**Task to carry out**. Wherever a line in the data holds the word "defmodule", pull that line out.

**Stored items**.
● ● ● ● ●
Issue #44, opened 2023-03-20
Time out (crash) for code-format when using `lexical` as project context


Sleepful:
example, using `method = "textDocument/formatting",` in file `lexical/apps/common/test/support/range.ex` gives me a `Timeout` warning message on editor when `/Users/jose/Code/lexical` is used as root.

Client's log:

```
[DEBUG][2023-03-20 03:36:29] .../lua/vim/lsp.lua:1397	"LSP[lexical]"	"client.request"	1	"textDocument/formatting"	{  options = {    insertSpaces = true,    tabSize = 2  },  textDocument = {    uri = "file:///Users/jose/Code/lexical/apps/common/test/support/range.ex"  }}	<function 1>	161
[DEBUG][2023-03-20 03:36:29] .../vim/lsp/rpc.lua:284	"rpc.send"	{  id = 7,  jsonrpc = "2.0",  method = "textDocument/formatting",  params = {    options = {      insertSpaces = true,      tabSize = 2    },    textDocument = {      uri = "file:///Users/jose/Code/lexical/apps/common/test/support/range.ex"    }  }}
[DEBUG][2023-03-20 03:36:30] .../vim/lsp/rpc.lua:284	"rpc.send"	{  jsonrpc = "2.0",  method = "$/cancelRequest",  params = {    id = 7  }}
```

In a smaller project I can use `textDocument/formatting` without issue.

PR #89, opened 2023-04-05
Improve namespace for .app files & its references.

Sleepful:
This should be it for namespacing everything that requires namespacing.

Just added some sneaky edge cases that were not covered by previous code, the general scheme of the task stays very similar.

This fixes diagnostics that look like:

```ex
 %Mix.Task.Compiler.Diagnostic{file: "/Users/steve/Projects/lexical/apps/server/lib/lexical/server/project/diagnostics.ex", severity: :warning, message: "Lexical.SourceFile.Store.open?/1 defined in application :common is used by the current application but the current application does not depend on :common. To fix this, you must do one of:\n\n  1. If :common is part of Erlang/Elixir, you must include it under :extra_applications inside \"def application\" in your mix.exs\n\n  2. If :common is a dependency, make sure it is listed under \"def deps\" in your mix.exs\n\n  3. In case you don't want to add a requirement to :common, you may optionally skip this warning by adding [xref: [exclude: [Lexical.SourceFile.Store]]] to your \"def project\" in mix.exs\n", position: 36, compiler_name: "Elixir", details: nil}
```

- Closes https://github.com/lexical-lsp/lexical/issues/44 
- Removes the `unless` special case here, doesn't seem to be a problem anymore: https://github.com/lexical-lsp/lexical/commit/6ab6efd2601a04a88b14e430a82108d770a054bd#diff-64a6279b1684f2330338b7564bdcb9506b6bfcf3aba3f42b9461a9af889da367R22-R27

### DIFF
--- a/apps/proto/lib/mix/tasks/namespace/release.ex
+++ b/apps/proto/lib/mix/tasks/namespace/release.ex
@@ -3,44 +3,54 @@ defmodule Mix.Tasks.Namespace.Release do
   `remote_control.app` must be namespaced too
   """
   use Mix.Task
-  @release_files ~w(start.script start_clean.script lexical.rel)
-  @apps_to_rewrite ~w(remote_control)
+  @release_files ~w(start.script lexical.rel)
+  @apps_to_rewrite ~w(remote_control common common_protocol server protocol proto)
 
-  def run([release_path, release_version_path]) do
-    Enum.map(@apps_to_rewrite, &update_app(release_path, release_version_path, &1))
+  def run(_) do
+    release = Mix.Release.from_config!(:lexical, Mix.Project.config(), [])
+    Enum.map(@apps_to_rewrite, &update_app(release.path, release.version_path, &1))
+    # namespace .app filenames because the filename is used as identifier by BEAM
+    Enum.map(@apps_to_rewrite, &namespace_app_file(release.path, &1))
+    Mix.Shell.IO.info("\nApplied namespace to release app.")
   end
 
-  defp update_app(release_path, release_version_path, app_name) do
-    app_file_name = "#{app_name}.app"
-
+  defp path(:ebin, release_path, app_name) do
     [ebin_path] =
       [release_path, "lib", "#{app_name}-*", "ebin"]
       |> Path.join()
       |> Path.wildcard()
 
-    app_file_path = Path.join([ebin_path, app_file_name])
+    ebin_path
+  end
+
+  defp path(:app_file, release_path, app_name) do
+    Path.join([path(:ebin, release_path, app_name), "#{app_name}.app"])
+  end
+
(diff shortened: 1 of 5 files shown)


apps/proto/lib/mix/tasks/namespace/release.ex
```diff
@@ -3,44 +3,54 @@ defmodule Mix.Tasks.Namespace.Release do
...
       |> Path.wildcard()
 
-    app_file_path = Path.join([ebin_path, app_file_name])
-    release_file_paths = Enum.map(@release_files, &Path.join([release_version_path, &1]))
-    paths = [app_file_path | release_file_paths]
+    ebin_path
+  end
 
-    Enum.each(paths, &update_file_contents(&1, "remote_control"))
+  defp path(:app_file, release_path, app_name) do
```
scohen, line 26: slight preference to naming these functions `app_file_path` and `ebin_path`

apps/remote_control/lib/lexical/remote_control/build.ex
```diff
@@ -16,10 +16,7 @@ defmodule Lexical.RemoteControl.Build do
   end
 
   def compile_source_file(%Project{} = project, %SourceFile{} = source_file) do
-    # Don't format mix.exs files until we come up with with a way to prevent them from causing errors
-    unless Path.absname(source_file.path) == "mix.exs" do
-      RemoteControl.call(project, GenServer, :cast, [__MODULE__, {:compile_file, source_file}])
-    end
+    RemoteControl.call(project, GenServer, :cast, [__MODULE__, {:compile_file, source_file}])
```
scohen, line 19: did you fix this? Prior, this broke pretty hard when you'd edit the `mix.exs` in the root directory, and it applied to every `mix.exs`, not just lexical's.

Sleepful: hm, looks like this was already fixed and unrelated to this PR. Removing this `unless` from the `main` branch doesn't cause any issues when formatting `mix.exs` files.

Ok to leave in the PR?

mix.exs
```diff
@@ -94,7 +94,7 @@ defmodule Lexical.MixProject do
 
   defp maybe_namespace_release(%Mix.Release{} = release) do
     if System.get_env("NAMESPACE") do
-      Mix.Task.run("namespace.release", [release.path, release.version_path])
+      Mix.Task.run("namespace.release")
```
scohen, line 97: nice, passing the arguments was a little janky

apps/remote_control/lib/lexical/remote_control/build.ex
scohen: sure, we can always add it back.

scohen (approved):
● ● ● ● ●
**Answer area**.
@@ -3,44 +3,54 @@ defmodule Mix.Tasks.Namespace.Release do
@@ -3,44 +3,54 @@ defmodule Mix.Tasks.Namespace.Release do
@@ -16,10 +16,7 @@ defmodule Lexical.RemoteControl.Build do
@@ -94,7 +94,7 @@ defmodule Lexical.MixProject do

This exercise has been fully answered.